Nearly a month after protesters blocked buses in Murrieta, approximately 10:30 on Saturday morning, July 26th, in Ramona, our carpool passed the Joe Arpaio meet up location of the Ramona Mainstage, and out of the crowd I spotted a face; a face that resembled a skin tone similar to mine.
The man wearing the face held up a sign that read, “We Support You Joe”. I instantly thought that the signage must have been referring to him and his family, because I know he being the only seemingly brown face lined up in support of Sheriff Joe, he could not be referring to the Latino community, and especially not the Chicano community in the surrounding areas.
After parking, and as we begin to walk closer to the Mainstage building, upon witnessing the number of Joe Arpaio supporters and followers (some most likely from out of town), I couldn’t help but to feel that our two cars deep, freshly painted signs in hand, were not going to make a dent in Joe’s ranks; or how Joe Arpaio likes to refer to his followers, his “posse”.
But as we approached, I began to see faces I recognized, and heard chants welcoming all those who were in opposition to the six-time elected sheriff of Maricopa County, Arizona; and I positioned myself facing the “posse” and held my painting of Joe, high.

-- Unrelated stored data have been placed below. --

PR #752, opened 2018-12-09
Properly check for mongod server instance before providing client.

### LINKED ISSUE #751: conf_test can_connect_to_mongo broken
I'm on a fresh install and trying to run tests and forgot to install mongo. The underlying `pocs.utils.database.PanDB(db_type='mongo', connect=True)` will create and return an object despite the lack of mongo installed on the system. Tests hang forever trying to connect.

wtgee:
Update `get_shared_mongo_client` to properly check if server is actually available.

See [second Note](https://api.mongodb.com/python/current/api/pymongo/mongo_client.html#pymongo.mongo_client.MongoClient) in api docs for MongoClient.

**Behavior Change:** This now causes `PanMongoDB` to raise a `ConnectionError` if server is not available.

Closes #751.

### DIFF
--- a/pocs/utils/database.py
+++ b/pocs/utils/database.py
@@ -7,6 +7,7 @@ from warnings import warn
 from uuid import uuid4
 from glob import glob
 from bson.objectid import ObjectId
+from pymongo.errors import ConnectionFailure
 
 from pocs.utils import current_time
 from pocs.utils import serializers as json_util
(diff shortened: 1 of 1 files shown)


wtgee:
I've added a pragam to skip the coverage check on ConnectionFailure. I suppose ideally we should mock (the lack of) mongod or do something smarter.

PR #757, opened 2018-12-10
Fixing up the serial doctest.

wtgee:
I've made this separate from a more generic PR to clean up the doctests because some of this behavior confuses me so I want it to be discussed with @jamessynge.

I can't get this example to work without calling `ResetBuffers`, which seems a little odd to me. Perhaps it should be called automatically somewhere?

Also, the `device_listener.write()` will fail if given a byte-string as the underlying rs232 is calling an `encode` automatically. Could switch [`rs232.SerialData.write`](https://github.com/panoptes/POCS/blob/develop/pocs/utils/rs232.py#L211) to detect string type and skip, which would probably make it more generic.

That might make this test a little more consistent as it currently writes a normal string but returns (via `ReadFakeDevice`) a byte-string.

### DIFF
--- a/pocs/utils/rs232.py
+++ b/pocs/utils/rs232.py
@@ -54,8 +54,6 @@ class SerialData(object):
 
         # Register our serial simulators
         >>> serial.protocol_handler_packages.append('pocs.tests.serial_handlers')
-
-        # Create a fake device
         >>> from pocs.tests.serial_handlers.protocol_buffers import SetRBufferValue as WriteFakeDevice
         >>> from pocs.tests.serial_handlers.protocol_buffers import GetWBufferValue as ReadFakeDevice
         >>> from pocs.tests.serial_handlers.protocol_buffers import ResetBuffers
@@ -65,6 +63,9 @@ class SerialData(object):
 
         # Connect to our fake buffered device
         >>> device_listener = SerialData(port='buffers://')
+
+        # Note: A manual reset is currently required because implementation is not complete.
+        # See https://github.com/panoptes/POCS/issues/758 for details.
         >>> ResetBuffers()
         >>> device_listener.is_connected
         True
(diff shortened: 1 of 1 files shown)


jamessynge:
protocol_buffers.py and neighbors contains my first attempt at using the ability that pyserial offers to provide custom implementations. As a result it doesn't support concurrent tests in a single process, and requires tests to reset buffers explicitly. I learned a lot later, which is why the Arduino and Astrohaven simulators are so much more capable, including capable of concurrency.

rs232.SerialData has methods .read and .write that work in terms of strings, and methods .read_bytes and .write_bytes that work in terms of arrays of bytes. Unfortunately .write fails to specify when it calls encode that the encoding should be ASCII.

I'd keep this change as minimal as possible, and assign a bug to me to improve the test handlers. Thoughts?

pocs/utils/rs232.py
```diff
@@ -51,33 +51,38 @@ class SerialData(object):
...
-        >>> from pocs.tests.serial_handlers.protocol_buffers import GetWBuffer as ReadFakeDevice
+        >>> from pocs.tests.serial_handlers.protocol_buffers import GetWBufferValue as ReadFakeDevice
+        >>> from pocs.tests.serial_handlers.protocol_buffers import ResetBuffers
 
         # Import our serial utils
         >>> from pocs.utils.rs232 import SerialData
 
         # Connect to our fake buffered device
         >>> device_listener = SerialData(port='buffers://')
+        >>> ResetBuffers()
```
jamessynge: Perhaps add a note that only a single SerialData instance should open 'buffers://' at any one time because it is a very limited test fixture.

wtgee:
> I'd keep this change as minimal as possible, and assign a bug to me to improve the test handlers. Thoughts?

Sounds good, will do. My goal was mostly to get the doctests integrated into pytest (and travis) automatically and this was just giving me some slight hassles in terms of cleaning it up. Really that is only because I am unfamiliar with how it works. The real answer should probably be that I learn what is going on. Thanks for explanation.

PR #761, opened 2018-12-11
Doctest fixes - WIP

wtgee:
A largish PR to clean up issues with sphinx building the docs.

PR #763, opened 2018-12-11
Make the `_all_loggers` a global variable.

wtgee:
@jamessynge take a look at this and tell me if you see any repercussions.  This was the real culprit behind all the sphinx build problems in #761. Might also explain some of our sometime issues with logging and the lack of proper formatter.

### DIFF
--- a/pocs/utils/logger.py
+++ b/pocs/utils/logger.py
@@ -16,7 +16,7 @@ from pocs.utils.config import load_config
 # We don't want to create multiple root loggers that are "identical",
 # so track the loggers in a dict keyed by a tuple of:
 #    (profile, json_serialized_logger_config).
-all_loggers = {}
+_all_loggers = {}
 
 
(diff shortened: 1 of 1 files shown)


wtgee:
Actually it's still unclear to me if this is the problem for the sphinx build. It seemed to fix it while testing but then I created this PR in a separate branch and when I got back to #761 (and cherry-pick this commit) it doesn't work. Same thing happened with cherry-picking #762.

But still curious as to whether this should be a global or not.

jamessynge:
I think this is a no-op. A global declaration is really only needed if you want to assign to a global variable.

wtgee:
> I think this is a no-op. A global declaration is really only needed if you want to assign to a global variable.

I didn't know if it was needed to assign a key to a global but I suppose not. And, as mentioned, didn't seem to be the fix anyway. Thanks for looking, will close.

The sun shined, and the day progressed with the usual expected finger pointing and occasionally teeth gnashing between the opposing sides, until things got physical. A Joe supporter, wearing a U.S. military shirt, shoved a protester, and naturally tempers were elevated on both sides.
As a result, many people who were lined up in support of Joe began chanting “U.S.A., U.S.A.” Shortly after, Ramona’s ugly side showed more than its gnarled teeth once again, and Joe’s posse got even more rowdy and unruly.
As a young lady lead a chant over a microphone, another Joe supporter, who appeared to be in his sixties, approached the woman and began yelling at her, then yanking and tugging at the microphone, and eventually shoved the microphone in the woman’s face, resulting with the woman’s lip bleeding, and the man responsible, fleeing the scene.
The police officers that were on duty, who witnessed the incident, dropped the ball when asked for assistance from the assaulted party. One of the police officers who was asked for help responded with a dry, “We’re looking into it”; but never was there an attempt to apprehend or follow the man fleeing from the scene.
The protestors, along with myself, not feeling safe with the way security and police were “keeping the peace”, decided to leave after about an hour of the planned peaceful protest.
In my years of being active, I personally have not seen things get the way they were Saturday, in which police officers watched as my peers were physically assaulted directly in front of them, while they stood and did nothing.
Thankfully on that morning, protesters protesting Joe and the posse, educated on the importance of a peaceful protest, reacted with the non-violent route to keep each other safe; we regrouped and walked away. I was one of the few who left without Joe’s signature, pair of pink, signed underwear.
Miguel Alfredo Xicomoztoc Cid was born and raised in Sacramento, California, and currently resides in San Diego’s Barrio Logan. Brought up in a community of social and political activists and artists, he has always kept his eyes and ears open. He enjoys expressing himself through creation, and is currently focusing on poetry and creative writing.